DiLoreto served as an assistant coach at Everett High in 2017 under former Tide icon coach John DiBiaso, during DiBiaso’s last season at the helm before he departed for Catholic Memorial. DiLoreto then served as offensive coordinator under former Tide Head Coach Theluxon Pierre in 2018. In 2019, DiLoreto coached at Arlington High School, for the second of two stints, where he also serves as Dean of Students.
DiLoreto has served as a head coach before, from 1994-1999 at the former Pope John XXIII High School, in Everett, winning a Super Bowl in 1998. That guaranteed a string of Super Bowl trophies in Everett as the Tide won the crown in 1997 and 1999. He left Pope John and took the football head coach position in the district where he worked, as head man for the Arlington Spy Ponders for five seasons, from 2000-2004. DiLoreto took a year off from coaching in 2005, but he returned to the sidelines at Austin Prep in Reading (2006) and Malden Catholic (2007).

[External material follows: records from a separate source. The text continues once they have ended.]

PR #3708, opened 2023-10-31
fixes for dragging groups onto groupbars

MightyPlaza:
fixes issues when dragging multiple windows group into a groupbar

there is an issue when dragging a window out a group
seems to be caused by https://github.com/hyprwm/Hyprland/commit/7f35f33b4ca16509e127976772db6abd9abf100b
window does gets stretched (likely from the hacky way it's being handled) and does not get redrawn
not really related to this PR, but apart from that didn't find any other issues

### DIFF
--- a/src/render/decorations/CHyprGroupBarDecoration.cpp
+++ b/src/render/decorations/CHyprGroupBarDecoration.cpp
@@ -314,13 +314,14 @@ bool CHyprGroupBarDecoration::onEndWindowDragOnDeco(CWindow* pDraggedWindow, con
     const int   WINDOWINDEX  = BARRELATIVEX < 0 ? -1 : (BARRELATIVEX) / (m_fBarWidth + BAR_HORIZONTAL_PADDING);
 
     CWindow*    pWindowInsertAfter = m_pWindow->getGroupWindowByIndex(WINDOWINDEX);
+    CWindow*    pDraggedHead       = pDraggedWindow->m_sGroupData.pNextWindow ? pDraggedWindow->getGroupHead() : pDraggedWindow;
 
-    g_pLayoutManager->getCurrentLayout()->onWindowRemoved(pDraggedWindow);
+    g_pLayoutManager->getCurrentLayout()->onWindowRemovedTiling(pDraggedWindow);
 
     pWindowInsertAfter->insertWindowToGroup(pDraggedWindow);
 
     if (WINDOWINDEX == -1)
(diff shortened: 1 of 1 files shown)


vaxerski (approved):
What's broken is what leads us all astray.

src/render/decorations/CHyprGroupBarDecoration.cpp
```diff
@@ -314,13 +314,14 @@ bool CHyprGroupBarDecoration::onEndWindowDragOnDeco(CWindow* pDraggedWindow, con
     const int   WINDOWINDEX  = BARRELATIVEX < 0 ? -1 : (BARRELATIVEX) / (m_fBarWidth + BAR_HORIZONTAL_PADDING);
 
     CWindow*    pWindowInsertAfter = m_pWindow->getGroupWindowByIndex(WINDOWINDEX);
+    CWindow*    pDraggedHead       = pDraggedWindow->m_sGroupData.pNextWindow ? pDraggedWindow->getGroupHead() : pDraggedWindow;
 
-    g_pLayoutManager->getCurrentLayout()->onWindowRemoved(pDraggedWindow);
+    g_pLayoutManager->getCurrentLayout()->onWindowRemovedTiling(pDraggedWindow);
```
vaxerski, line 319: wait a second, dragged windows are floating?

MightyPlaza: that's used after window gets placed by the layout to remove the node
`onWindowRemoved` was removing grouped properties and messing stuff up
`onWindowRemovedTiling` does everything the same except removing the grouped properties
so now everything seems to work properly

vaxerski: I don't like this. This may silently break very easily in the future.

MightyPlaza: I don't like it either, but we can't access the layout from the outside to delete the nodes

vaxerski: we can save the group state tho

MightyPlaza: we could but we would still be using the same function (wrapped inside another one)
not sure if you mean the unnecessary placing and removing of windows or bypassing `onWindowRemoved()`

vaxerski: I'd want to call `onWindowRemoved` instead

vaxerski (approved):
lgtm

DiLoreto’s longest and most successful coaching stint was at Reading High School, from 2008-2016, where he coached his sons., Robert Jr. and Corey. Corey was a star quarterback and All-Scholastic baseball player at Reading High and is now considered a professional prospect in his junior year at Northeastern University in Boston. As the offensive coordinator at Reading, he helped guide the Rockets to undefeated Division 2 championship seasons in 2009 and 2012 and Super Bowl appearances in 2010, 2015 and 2016.
“The words that come to my mind are honored, humbled, family, tradition and Everett pride,” DiLoreto said when he was hired in January 2021 in an online report. “To get an opportunity to serve as the head football coach in the city where I grew up and love so much is a dream come true.”
After just over two years on the job – two full and one abbreviated season – DiLoreto is now walking away. “I was truly honored and forever grateful to be able to live out my childhood dream of coaching for the high school that I attended in the city I grew up in and love so much,” DiLoreto said in his statement on Wednesday. “The Everett football family will always be in my heart.”